**PROBLEM STATEMENT**. Tell how many lines of the entries below include the string "good". Respond with the number alone.

Source records:
· · ·
PR #6726, opened 2026-01-19
Use MapLibre class extensions to DRY code

hlfan:
I'd like to seize the opportunity of the API migration to restructure where and how our customisations of it reside.

### DIFF
--- a/app/assets/javascripts/maplibre/map.js
+++ b/app/assets/javascripts/maplibre/map.js
@@ -1,8 +1,12 @@
 //= require maplibre-gl/dist/maplibre-gl
-//= require maplibre.i18n
 //= require maplibre/controls
 //= require maplibre/dom_util
 //= require maplibre/styles
+
+maplibregl.Map.prototype._getUIString = function (key) {
+  const snakeCaseKey = key.replaceAll(/(?<=\w)[A-Z]/g, "_$&").toLowerCase();
+  return OSM.i18n.t(`javascripts.map.${snakeCaseKey}`);
+};
 
 OSM.MapLibre.Map = class extends maplibregl.Map {
   constructor({ allowRotation, ...options } = {}) {
@@ -34,7 +38,6 @@ OSM.MapLibre.SecondaryMap = class extends OSM.MapLibre.Map {
       container: "map",
       style: OSM.MapLibre.Styles.Mapnik,
       attributionControl: false,
-      locale: OSM.MapLibre.Locale,
       allowRotation: false,
       maxPitch: 0,
       center: OSM.home ? [OSM.home.lon, OSM.home.lat] : [0, 0],
--- a/app/assets/javascripts/leaflet.locate.js
+++ b/app/assets/javascripts/leaflet.locate.js
@@ -3,9 +3,9 @@
 L.OSM.locate = function (options) {
   const control = L.control.locate({
     strings: {
-      title: OSM.i18n.t("javascripts.map.locate.title"),
+      title: OSM.i18n.t("javascripts.map.geolocate_control.find_my_location"),
       popup: function (options) {
-        return OSM.i18n.t("javascripts.map.locate." + options.unit + "Popup", { count: options.distance });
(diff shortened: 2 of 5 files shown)


hlfan:
@CommanderStorm, I can't yet request a review in the GitHub-integrated way, so this has to do.

app/assets/javascripts/maplibre/map.js
```diff
@@ -0,0 +1,48 @@
...
+OSM.MapLibre.Map = class extends maplibregl.Map {
+  constructor({ allowRotation, ...options } = {}) {
+    const rotationOptions = {};
+    if (allowRotation === false) {
+      Object.assign(rotationOptions, {
+        rollEnabled: false,
+        dragRotate: false,
+        pitchWithRotate: false,
+        bearingSnap: 180
+      });
```
CommanderStorm, line 20: I would argue against API abstractions like this, since without any documentation how the code works this is otherwise reasonably hard to think about what is actually happening.
This rails thingy with the weird not quite working imports where one never knows what code runs where and where it comes from is already a high bar, no need to be even more weird.

Your call though, if you want your world to look like this, I am the last person to stop you.

app/assets/javascripts/maplibre/map.js
```diff
@@ -0,0 +1,48 @@
+//= require maplibre-gl/dist/maplibre-gl
+//= require maplibre/controls
+//= require maplibre/dom_util
+//= require maplibre/styles
+
+maplibregl.Map.prototype._getUIString = function (key) {
```
tomhughes, line 6: As we're already extending the map class can we not just put a replacement `_getUIString` there rather than monkey patching maplibregl? or would that not work?

CommanderStorm (approved):
If you want to abstract this away, I can adjust the rest of the code I wrote.

Do note that for the abstractions you are writing there are no docs anywhere, which will be harder for other developers without reading your code over time.
There is a cost to doing it this way, but if you are willing to pay that "weirdness" tax, then that is fine.

tomhughes:
> There is a cost to doing it this way, but if you are willing to pay that "weirdness" tax, then that is fine.

There's a cost to not doing it as well, which is having to repeat the same thing multiple times... Implementing local wrappers/extensions for an API to encapsulate how that API is used by a particular project is a pretty normal thing to do.

app/assets/javascripts/maplibre/map.js
tomhughes: > I would argue against API abstractions like this, since without any documentation how the code works this is otherwise reasonably hard to think about what is actually happening.

We can argue about the details of how it is implemented but I think the basic principle of not repeating the same code to initialise a map multiple times is good.

> This rails thingy with the weird not quite working imports where one never knows what code runs where and where it comes from is already a high bar, no need to be even more weird.

To be clear that's because we're using quite an old way of managing assets that works by textual inclusion/composition and a modern rails way of doing things would use ES6 imports and avoid the problems you're referring to.

app/assets/javascripts/maplibre/map.js
hlfan: `_getUIString` is already called in the Map constructor to set the ARIA label for the container. A replacement can't be assigned in time for that. I think it's more worth not having an edge case here than replacing it cleanly.

hlfan:
> I think it's probably a bit silly moving `CombinedControlGroup` to `maplibre/dom_util` in one commit and then moving it again to `maplibre/controls` in the next one - why not just move it directly to the final location in the first commit?

I wanted to get reviews in early; I also felt it was silly when committing this but figured I'd clean it up together if other restructures were suggested.

app/assets/javascripts/maplibre/map.js
hlfan: This was more caused by wanting to get rid of the `disableRotation` calls. Abstracting the options away is more a "do it with the same sweep" kinda thing.

hlfan:
> I'm not super keen on the `dom_utils` name

Me neither, but I expect that we'll find a better term as the API migration continues.

PR #6727, opened 2026-01-20
Use media queries to hide menus instead of JavaScript

### LINKED ISSUE #6523: A screamer consisting of a banner and collapsed panel elements on mobile devices
### URL

https://www.openstreetmap.org

Open the OSM website

Firefox 147 / Chrome 142

<table>

<tr>

<td>

https://github.com/user-attachments/assets/6522c80f-b557-4f43-8610-6966fe36a420

<td>

https://github.com/user-attachments/assets/3192691d-2ae7-4c0a-9f68-1b41097f6264

</table>

deevroman:
fixes #6523

### Description

Currently, on mobile devices, you can see opened menu items and banners within a few milliseconds.

https://github.com/user-attachments/assets/6522c80f-b557-4f43-8610-6966fe36a420

This is because the style that hides them is applied using JavaScript by setting the `small-nav` class to `<body>`. In the code, it looks like:

https://github.com/openstreetmap/openstreetmap-website/blob/5b3210c5f637596ed65e75c2173990055b11fe5c/app/assets/javascripts/application.js#L115-L119

This can be replaced with a media query that will be applied without waiting for JavaScript to be applied.

However, now you need to fill in the `secondaryMenuItems` array only if the screen size is mobile. Otherwise, the width of the menu items will always remain 0. This is important if you had a narrow window when loading the site, but then you expanded it.

### DIFF
--- a/app/assets/javascripts/application.js
+++ b/app/assets/javascripts/application.js
@@ -112,10 +112,14 @@ $(function () {
     const windowWidth = $(window).width();
 
     if (windowWidth < breakpointWidth) {
-      $("body").addClass("small-nav");
       expandAllSecondaryMenuItems();
     } else {
-      $("body").removeClass("small-nav");
+      if (secondaryMenuItems.length === 0) {
+        $expandedSecondaryMenu.find("li:not(#compact-secondary-nav)").each(function () {
+          secondaryMenuItems.push([this, $(this).width()]);
+        });
+        moreItemWidth = $("#compact-secondary-nav").width();
+      }
       const availableWidth = $expandedSecondaryMenu.width();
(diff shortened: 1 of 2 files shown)


deevroman:
I see here is a potential problem that something might happen with SotM banners. The welcome banner for beginners works, but I can't check whether others will work.

tomhughes:
Banners seem to be working fine as far as I can tell and I don't see any other problems so I think this is good, thanks.

There is actually a similar problem with intermediate widths where some items need to be collapsed into the secondary menu and they briefly flash up before the width calculation is done and they're moved to the secondary menu but that's an existing problem that is neither better nor worse with this fix.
· · ·
**SOLUTION TO THE PROBLEM**. 2